Amazon Web Services' Elastic Compute Cloud - dummies

Amazon Web Services’ Elastic Compute Cloud

By Bernard Golden

The Elastic Compute Cloud (EC2) is the most widely used Amazon Web Service. Even the term “cloud computing” emphasizes computing — and its computing that EC2 delivers, at scale, in wide varieties of types, and at ridiculously low prices.

EC2 is based on virtualization — the process of using software to create virtual machines that then carry out all the tasks you’d associate with a “real” computer using a “real” operating system. If you have any experience with virtualization, you’ll understand the foundation of EC2.

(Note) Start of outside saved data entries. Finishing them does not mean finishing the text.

PR #2219, opened 2018-01-11
[FIX] Fixes BAM jumpToRegion functionality.

### LINKED ISSUE #2213: [BUG] PR #2098 breaks BAM jumpToRegion()
I'm using `jumpToRegion` in my code for the internship and noticed that it failed on the newest develop. I did a git bisect and it seems that #2098 breaks the behavior.
It cannot "find reads in region .." anymore although there definitely are some.

@temehi can we maybe look into this together when I show you the data (GIAB NA12878)?

smehringer:
Fixes #2213 

Some explanation, because this bug seems to exist for quite a while:

Goal: Jump to the beginning of a region `[regionStart, regionEnd]`

In the current master branch (seqan 2.3) the `jumpToRegion()` jumps to highest candidate offset (candidate offset of bam index blocks) whose position is still smaller than `regionStart`. Reaching this index block, it sets the bam file stream to the first record it finds. This is most of the time not even near the actual `regionStart` and the information of `hasAlignments` was also wrong, since it has no knowledge about the actual region `[regionStart, regionEnd]`.

In the current develop branch, were the issue in master was reported by #1944, the `hasAlignment` parameter was partially fixed by PR #2098 to only be set to true: IF the very first record, that appears in the right most index block still smaller than `regionStart`, already lies inside the region. This only works if the region `[regionStart, regionEnd]` starts at the beginning of an bam index block which is often not the case.

What this PR therefore introduces, is that having found the highest candidate offset still smaller than `regionStart`, we now search with an additional while loop through the sorted records and set the bam file stream position to the first alignment overlapping the region (and `hasAlignments` to true).

A small benchmark on NA12878 chromosome 21 reveals the following read counts:
(The seqan cpp program jumps to "the start" of the region, and if `hasAlignments` is true it extracts all reads until `regionEnd` is reached, samtools was used to compare the behaviour) 
```console
    310828 samtools.sam
    314697 seqan_current_fix.sam
   2119086 seqan_master.sam
      7229 seqan_develop.sam
```

The now small difference in the current fix to samtools is that we only jump to the first read that overlaps the region, and cannot check for the following reads if the same holds. This has to be done by the user. I added a note in the documentation.

### DIFF
--- a/include/seqan/bam_io/bam_index_bai.h
+++ b/include/seqan/bam_io/bam_index_bai.h
@@ -162,24 +162,29 @@ public:
  * @fn BamFileIn#jumpToRegion
  * @brief Seek in BamFileIn using an index.
  *
- * You provide a region <tt>[pos, posEnd)</tt> on the reference <tt>refID</tt> that you want to jump to and the function
- * jumps to the first alignment in this region, if any.
+ * You provide a region <tt>[regionStart, regionEnd]</tt> on the reference <tt>refID</tt>
+ * that you want to jump to and the function jumps to the first alignment (bam record)
+ * whose start position lies inside this region, if any.
+ * Note: The current inmplementation only consideres the read start positions.
+ *       Therefore, we do guarantee that reads overlapping the region are included.
+ *       To account for this limitation you may want to choose the start of your
+ *       your region with an appropiate offset (e.g. start - length_of_read).
  *
- * @signature bool jumpToRegion(bamFileIn, hasAlignments, refID, pos, posEnd, index);
+ * @signature bool jumpToRegion(bamFileIn, hasAlignments, refID, regionStart, regionEnd, index);
  *
  * @param[in,out] bamFileIn     The @link BamFileIn @endlink to jump with.
- * @param[out]    hasAlignments A <tt>bool</tt> that is set true if the region <tt>[pos, posEnd)</tt> has any
- *                              alignments.
+ * @param[out]    hasAlignments A <tt>bool</tt> that is set true if the region <tt>[regionStart, regionEnd]</tt> has any
+ *                              at least one overlapping alignment (bam record).
  * @param[in]     refID         The reference id to jump to (<tt>int32_t</tt>).
- * @param[in]     pos           The begin of the region to jump to (<tt>int32_t</tt>).
- * @param[in]     posEnd        The end of the region to jump to (<tt>int32_t</tt>).
+ * @param[in]     regionStart   The begin of the region to jump to (<tt>int32_t</tt>).
+ * @param[in]     regionEnd     The end of the region to jump to (<tt>int32_t</tt>).
  * @param[in]     index         The @link BamIndex @endlink to use for the jumping.
  *
  * @return bool true if seeking was successful, false if not.
  *
  * @section Remarks
  *
- * This function fails if <tt>refID</tt>/<tt>pos</tt> are invalid.
+ * This function fails if <tt>refID</tt>/<tt>regionStart</tt> are invalid.
  */
 
 static inline void
@@ -202,8 +207,8 @@ inline bool
 jumpToRegion(FormattedFile<Bam, Input, TSpec> & bamFile,
              bool & hasAlignments,
              int32_t refId,
-             int32_t pos,
-             int32_t posEnd,
+             int32_t regionStart,
+             int32_t regionEnd,
              BamIndex<Bai> const & index)
 {
     if (!isEqual(format(bamFile), Bam()))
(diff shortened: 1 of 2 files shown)


h-2:
Please don't forget to add this prominently to the changelog, because other apps might rely on the previous (wrong) behaviour!

include/seqan/bam_io/bam_index_bai.h
```diff
@@ -298,22 +299,47 @@ jumpToRegion(FormattedFile<Bam, Input, TSpec> & bamFile,
...
+    // alignment at the start of the offset lies inside the region.
+    // Therefore we must advance further or until the region ends.
+    setPosition(bamFile, offset);
+
+    while (!atEnd(bamFile))
+    {
+        auto seek_pos = position(bamFile); // store current pos to reset bamFile if necessary
+        readRecord(record, bamFile);
+
+        int32_t recordEndPos = record.beginPos + getAlignmentLengthInRef(record);
```
temehi: Shouldn't the endPosition be` begin + length - 1`?

include/seqan/bam_io/bam_index_bai.h
```diff
@@ -298,22 +299,47 @@ jumpToRegion(FormattedFile<Bam, Input, TSpec> & bamFile,
...
+                hasAlignments = true;
+                setPosition(bamFile, seek_pos);
+                break;
+            }
+        }
+        else
+        {
+            break;
+        }
+    }
```
temehi: I would remove the comment below it's redundant and has no meaning here.

temehi:
> The now small difference in the current fix to samtools is that we only jump to the first read that overlaps the region, and cannot check for the following reads if the same holds. 

I didn't quite understand this, what do you mean by the following reads?

include/seqan/bam_io/bam_index_bai.h
smehringer: True.

include/seqan/bam_io/bam_index_bai.h
smehringer: I just copied the line from before but now that you mention it.. yes you are right.

smehringer:
@temehi 
> I didn't quite understand this, what do you mean by the following reads?

It means that samtools checks each read if it actually overlaps with the region but we just ump to the start and make no further checks.
Imagine this:

```
                          regionStart                                regionEnd
--------------------------------|----------------------------------------|----------------

read1 pos 16     ===========
read2 pos 20          =============
read3 pos 21            ======
```

The `jumpToRegion()` now jumps to read2, since it is the first read overlapping regionStart. My benchmark then extracts all reads until regionEnd. So my set of reads includes read3, which samtools doesn't. I can just add a check but this is not part of the `jumpToRegion()` functionality but user specific.

temehi:
Now I understand. But isn't it a requirement to sort alignments by position before using bam_index?

temehi:
sorry disregard my previous comment

include/seqan/bam_io/bam_index_bai.h
```diff
@@ -298,22 +299,47 @@ jumpToRegion(FormattedFile<Bam, Input, TSpec> & bamFile,
...
+            if (recordEndPos > regionStart)
+            {
+                hasAlignments = true;
+                setPosition(bamFile, seek_pos);
+                break;
+            }
+        }
+        else
+        {
+            break;
```
rrahn: This looks kind of cumbersome.
Can you change this to:
```cpp
if (record.beginPos >= regionEnd)
    break;   // Begins after target region.

if (recordEndPos > regionStart)  // Found candidate.
{
    hasAlignments = true;
    setPosition(bamFile, seek_pos);
    break;
}
```

rrahn:
@smehringer can you also make a corresponding entry in the changelog file.
And second, I actually might miss something about our jumpToRegion design. It now just picks the first read that overlaps with the begin of the region. Now, in your benchmark, you just iterate over the reads until you find the first one, whose begin position is behind the region end? But then your benchmark does implement the find logic, right, and you can also check for read3 in your example, while doing so. 
I mean, the logic of jumpToRegion does not need to filter out the misplaced reads. That is part of your 'tool', like `samtools view ...`, right? Would that actually fix the difference in the reported hits?

smehringer:
@rrahn Please do a final review.

(Just for completion of this issue) As decided in the discussion earlier, we will limit the `jumpToRegion()` functionality to merely use the records start positions. A call of `jumpToRegion(bamFile, hasAlignments, refId, start, end, bamIndex)` will now set the `bamFile` stream iterator to the first alignment record, whose start position is greater or equal to `start`. Read extraction functionality for overlapping reads must be handled by the user with a manual offset or can be seen as a future feature request which is not part of this issue.

temehi:
lgtm! 👍

rrahn:
travis failed on g++7. But there was also a compile issue. I restarted the job.

rrahn:
Alright. Seems to be ok now.

PR #2233, opened 2018-01-23
[FIX] Fixes read bam check for empty quality string.

### LINKED ISSUE #2230: "Unknown/missing" QUAL field value in a BAM file is read in incorrectly; works correctly for SAM
In a SAM file, an asterisk ("*") in the QUAL field (11th column) indicates that quality information for the read is missing or unknown.  When reading such a record with `readRecord()`, the `qual` member of the `BamAlignmentRecord` is set to an empty `CharString`, just as the docs state.  But when the equivalent record in a BAM file (where an "unknown/missing" QUAL field is represented as a series of 0xFF byte values) is read in, the `qual` member is instead set to a number of space characters equal in length to the sequence length.  This obviously causes problems round-tripping, etc.

The attached MWE simply reads a SAM or BAM file from stdin, and writes all of its records verbatim to stdout.  The attached SAM file x.sam has a single 11-base-pair sequence, and the attached BAM file is just the equivalent in BAM format (produced by `samtools view -b < x.sam > x.bam`).  Running the code with either file on stdin should produce identical output (provided BAM support has been configured using `SEQAN_HAS_ZLIB`), but the BAM input produces 11 spaces in the rightmost column instead of a "*" character.  (I also output the `qual` member to stderr to determine whether the bug was in `readRecord()` or `writeRecord()`: the spaces appear here already, so the problem must be in `readRecord()`.)

The problem occurs with SeqAn version 2.3.1 as installed by the Ubuntu package libseqan2-dev version 2.3.1+dfsg-3ubuntu1.  I scrolled through 3 pages of bugs with the search terms "is:issue BAM" and didn't see any (open or closed) similar issues.
[seqan_sam_bam_bug_report.zip](https://github.com/seqan/seqan/files/1643554/seqan_sam_bam_bug_report.zip)

smehringer:
Fixes #2230


rrahn:
Travis failed.

smehringer:
Seems like we indirectly tested the wrong behaviour in some demo files from the tutorials. I changed to according `stdout` files.

PR #2236, opened 2018-01-23
[FIX] Fixes some spurious segfaults, due to unprotected condition broadcasting in unit tests.

rrahn:


tests/parallel/test_parallel_enumerable_thread_local.h
```diff
@@ -38,7 +38,7 @@
 
 namespace test_align_parallel
 {
-struct alignas(128) TestValue
+struct TestValue
```
h-2: why no alignment anymore?

rrahn: Well, it just doesn't make sense. Also not in the context tested.

PR #2238, opened 2018-01-24
Fixes some SIMD compile issues using gcc5

rrahn:
- detects internal compiler error of gcc5 raised in comparison operator of 64 byte vector.
 - fixes type truncation when using createVector with different vector host type and value type.


rrahn:
Error is due to memory issue on travis.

The foundation isn’t everything to everyone, though. There are significant differences between EC2 and traditional virtualization, typified by products such as VMware ESX and Citrix XenServer — differences that you’ll recognize quickly enough when you begin to use EC2. In a standard virtualization product, a virtual machine is either running or quiescent (a fancy way of saying “not running”).

EC2 has come up with its own terminology: When a virtual machine is running in EC2, it’s referred to as an instance; when an instance isn’t running in EC2, it’s referred to as an image. Likewise, in virtualization, a virtual machine is started, and in EC2 an instance is launched.

Terminology aside, a more significant difference between virtualization and EC2 lies in how a nonrunning virtual machine/instance is stored when it isn’t running. A virtualization product stores the entire virtual machine on disk; the only difference in storage between a running virtual machine and a quiescent virtual machine is that the running machine is brought into the virtual machine manager and made operational — the disk storage requirements are exactly the same.

The implication is that you may have wasted disk storage. If you have, say, a virtual machine with 1.7GB of disk space but the virtual machine operating system and application software require only 300MB of disk space — you have 1.4GB of unused storage and by extension, 1.4GB of wasted disk space.

EC2, by contrast, stores only the actual data necessary to provide the virtual machine and operating system, so only 300MB is stored on disk when the instance is not running — and, crucially, you don’t pay for the 1.4GB of unused disk space that otherwise would sit empty. This arrangement reduces your EC2 cost when your instances are not running.

This is only a simplified version of what really happens. AWS actually has two types of Amazon Machine Images (AMIs). Described here is what happens when EC2 handles images that are stored in the Amazon Simple Storage Service (known as S3). These S3-backed images are given the standard treatment — a full file system while running as an instance but a stripped-down image when not running.

The other type of image, referred to as an EBS-backed image (because of its links to the AWS product Elastic Block Storage), operates more like traditional virtualization, with full storage of the entire instance file system, even if much of it has no data.

S3-backed instances don’t store changes made to the file system when the instance is shut down (terminated). The next time the image is launched, the running instance reflects the layout of the image as originally created. It’s similar to a gold image or a LiveCD (in case you’ve used a CD-based Linux system).

Understanding the transient nature of the file system for S3-backed instances is critical. No changes made to an instance are persistent post-termination — unlike in any operating system you’ve ever used (except for LiveCD). If your instance will process and save data, you must find a way to save the data outside of the instance. Simply put, S3-backed images don’t make data persistent.